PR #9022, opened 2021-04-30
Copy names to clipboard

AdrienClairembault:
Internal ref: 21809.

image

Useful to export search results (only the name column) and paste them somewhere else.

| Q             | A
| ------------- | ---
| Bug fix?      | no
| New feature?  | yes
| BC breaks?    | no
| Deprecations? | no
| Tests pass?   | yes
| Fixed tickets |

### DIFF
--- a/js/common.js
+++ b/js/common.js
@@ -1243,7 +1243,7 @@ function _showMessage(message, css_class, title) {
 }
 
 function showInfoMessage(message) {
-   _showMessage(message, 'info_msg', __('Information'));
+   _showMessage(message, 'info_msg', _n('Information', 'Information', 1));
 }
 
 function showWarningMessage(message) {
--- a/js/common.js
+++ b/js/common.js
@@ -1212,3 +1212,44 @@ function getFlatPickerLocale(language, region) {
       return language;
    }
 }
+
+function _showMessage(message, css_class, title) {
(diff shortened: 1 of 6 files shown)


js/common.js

========================================================================

WHAT IS NEEDED = Within the records above, count the lines that contain "language" and give only that number.

RESPONSE TO THIS EXERCISE = 2